CI: add Linux x86_64 clang ASAN+LSAN job by mayeut · Pull Request #30800 · numpy/numpy

mayeut · 2026-02-07T10:29:25Z

This PR adds a Linux x86_64 clang AddressSanitizer+LeakSanitizer job as discussed in #30761 (comment) and #30583

I'll try to address the various comments found in #30583 regarding leak checks in this description.

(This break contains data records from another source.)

PR #34, opened 2012-08-07
Chrisk bugfixes

chriskr:


src/lib/storageprototype.js
```diff
@@ -0,0 +1,19 @@
...
+  var raw_value = this.getItem(key);
+  var value = null;
+  try
+  {
+    value = JSON.parse(raw_value);
+  }
+  catch(e)
+  {
+    value = default_value;
+  };
```
hzr: Extra semicolon.

src/lib/storageprototype.js
```diff
@@ -0,0 +1,19 @@
...
+  return value === null || value === undefined ? default_value : value;
```
hzr: `return value == null ? default_value : value;` would suffice, but this is fine.

src/ui-scripts/settings.js
```diff
@@ -32,12 +31,10 @@ var SettingsBase = function()
    */
   this.get = function(key)
   {
-    var val = "";
-    return (
-    typeof this.map[key] !== 'undefined' ?
-    this.map[key] :
-    (this.map[key] = ((val = window.localStorage.getItem(key)) ? JSON.parse(val) : null)));
-  }
+    if (typeof this.map[key] == "undefined")
```
hzr: No need for `typeof` here. And if that disappears, maybe we can check against `null` (to catch that too if needed):

``` javascript
if (this.map[key] == null)
```

hzr:
Looks fine otherwise.

danfooo:
Looks fine, I didn't look deep enough to know what checks are really needed where, but there are comments on that already.

src/lib/storageprototype.js
p01: Agreed.

p01:
All good beside the null/undefined checks that can be combined.

chriskr:
Simplified boolean check.

hzr:
Looks good!

PR #39, opened 2012-08-13
DFL-3447 Browser JS has no longer a label in the JS dropdown in Scripts

chriskr:
Regression caused by the fixes in the URI class, relative URIs no longer have a filename.


danfooo:
Looks fine.

p01:
Agreed

PR #1562, opened 2017-12-08
feat(install): build node6 support when installing from github

aslushnikov:
This patch starts building node6 support if puppeteer is installed directly from
github and is run under Node 6.


JoelEinbinder:
We should be able to remove `yarn run build` from the .travis.yml. That will cover this with tests.

JoelEinbinder (approved):

PR #1564, opened 2017-12-09
chore: remove search.js example

### LINKED ISSUE #1557: Example: search.js should demo something other than google.com

aslushnikov:
The example is violating the TOS of google.com

Fix #1557


JoelEinbinder (approved):

ebidel:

For now, AddressSanitizer is only ran on macOS arm64 so it does make sense to add a job for Linux x86_64 which likely covers a much larger share of users and uses different optimisations not yet covered by existing AddressSanitizer tests. LeakSanitizer should not add much overhead to testing time compared to AddressSanitizer tests.

Limitations:

CPython itself does not seem to be tested with detect_leaks=1 and thus, leaks in CPython might be revealed here on CPython upgrades.
The actual leak check is only done once the interpreter exits and the (native only) stack trace does not help tracking which tests leak. As mentioned by @seberg in ENH: add C memory leak regression tests #30583 (comment), if this runs on every PR then you will know relatively well what might have caused the leak as it would be related to code changed in the PR itself.
It's much easier to skip some tests rather than to try and update the suppression file (there are 4 tests skipped in this PR, at least one of those should be a leak mentioned in BUG: Fix some bugs found via valgrind #30680 (comment)) which mean those are not covered by AddressSanitizer, for this specific job.

Remarks:

I didn't try to use __lsan_do_leak_check/__lsan_do_recoverable_leak_check to check if it could help narrow down which specific tests are actually leaking. This could be investigated as a future enhancement.
I would expect more than 2 leaks for initialize_static_globals, furthermore, when running the full test suite, those do not appear (as opposed to running python -c "import numpy" or some subprocess tests in the test suite).
Trying to use ghcr.io/nascheme/numpy-asan:3.14t shows many leaks and at this point, I did not check any of those and felt it was better to get something working reliably with the GIL-enabled interpreter rather than nothing.
Running on Linux aarch64 (I do use this locally in a docker container on macOS at home where I do opensource contributions in my spare time) is really slow compared to x86_64 (which I'm more used to at work).
Skipping tests is only done based on the presence of LSAN_OPTIONS in environment variables. I did not want to overcomplicate things to determine if leak sanitizer was actually enabled. This also means that if the suppression file evolves to be empty, it shall probably shall be kept, rather than removed, with no updates to the job or, this skip mechanism should be reworked.
The leaks fixed by BUG: Fix some leaks found via LeakSanitizer #30756 and BUG: Fix some leaks found in f2py via LeakSanitizer #30761 were found while setting up this job in my fork.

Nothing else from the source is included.